# [Problem requirements]
Copy each line of the data below with the word "case".

------ Records for processing ------

PR #451, opened 2019-02-10
AVRO-1989: Ruby schema validation should  use bytesize in error msg

Fokko:
Ruby schema validation for fixed types should use bytesize in error message.

Minor change based on https://issues.apache.org/jira/browse/AVRO-1989

Create a new PR based on the patch file: https://issues.apache.org/jira/secure/attachment/12849804/AVRO-1989.0.patch

### DIFF
--- a/lang/ruby/lib/avro/schema_validator.rb
+++ b/lang/ruby/lib/avro/schema_validator.rb
@@ -149,7 +149,7 @@ module Avro
       end
 
       def fixed_string_message(size, datum)
-        "expected fixed with size #{size}, got \"#{datum}\" with size #{datum.size}"
+        "expected fixed with size #{size}, got \"#{datum}\" with size #{datum.bytesize}"
       end
 
       def enum_message(symbols, datum)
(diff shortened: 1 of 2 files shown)


busbey:
Looks great. Thanks for updating the patch!

tjwp:
It would be good to have a test case that demonstrates the discrepancy. Something the following could be add to the `test_fixed_size_string` method here https://github.com/apache/avro/blob/d94862f5c4297c4496961325b7e07899e3033500/lang/ruby/test/test_schema_validator.rb#L94

```ruby
assert_failed_validation("at . expected fixed with size 3, got \"a\u2014b\" with size 5") do
  validate!(schema, "a\u2014b")
end
assert_failed_validation("at . expected fixed with size 3, got \"a\u2014b\" with size 5") do
  validate_simple!(schema, "a\u2014b")
end
```

Thanks for fixing this!

Fokko:
Thanks @tjwp I've added the test.

tjwp:
@Fokko There was an existing `test_fixed_size_string` method in that test file that contains a couple of assertions. I was suggesting that you add to that existing method. The change you made is overriding the existing test.

Fokko:
I see, thanks for pointing out @tjwp

PR #454, opened 2019-02-18
[AVRO-1810] GenericDatumWriter broken with Enum

Fokko:
Add a test to check if the issue is still there.

https://issues.apache.org/jira/browse/AVRO-1810


ivangreene:
Please check #462 and let me know if this meets your use case. I'm unable to run your test due to the classes you reference not being included

Fokko:
I've restarted the failing CI to check if the error persists

PR #456, opened 2019-02-18
[AVRO-2324] Update Apache parent POM to version 21

Fokko:
https://jira.apache.org/jira/browse/AVRO-2324

### DIFF
--- a/pom.xml
+++ b/pom.xml
@@ -26,7 +26,7 @@
   <parent>
     <groupId>org.apache</groupId>
     <artifactId>apache</artifactId>
-    <version>10</version>
+    <version>21</version>
   </parent>
 
   <groupId>org.apache.avro</groupId>


iemejia:
Funny thing here is that I found that if you passed to version 18 instead of latest (21) the build was 30s faster in my machine, in any case LGTM but I would like to know if you can confirm my finding. Even thinking about reporting this upstream.

iemejia:
@Fokko not sure if branch 1.10 has been cut but I have a 'big' PR in process that I won't be able to finish until beginning of march (currently on holidays) hope it can make it into 1.9 it basically fixes most deprecation warning in the code base and tons of static analysis fixes.

Fokko:
@iemejia Currently I'm a bit low in time, so there is still some time I guess ;)

I'm cleaning up all the tickets with target 1.9. Either some very old PR's which are still open, which I target at 1.10. The current blocker is this one: https://issues.apache.org/jira/browse/AVRO-1810
It is marked at 1.9 and it is blocking, therefore I think we need to investigate if this is still relevant. I expect somewhere next week to be able to cut the branch.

------

# [Exercise result]
It would be good to have a test case that demonstrates the discrepancy. Something the following could be add to the `test_fixed_size_string` method here https://github.com/apache/avro/blob/d94862f5c4297c4496961325b7e07899e3033500/lang/ruby/test/test_schema_validator.rb#L94
Please check #462 and let me know if this meets your use case. I'm unable to run your test due to the classes you reference not being included
Funny thing here is that I found that if you passed to version 18 instead of latest (21) the build was 30s faster in my machine, in any case LGTM but I would like to know if you can confirm my finding. Even thinking about reporting this upstream.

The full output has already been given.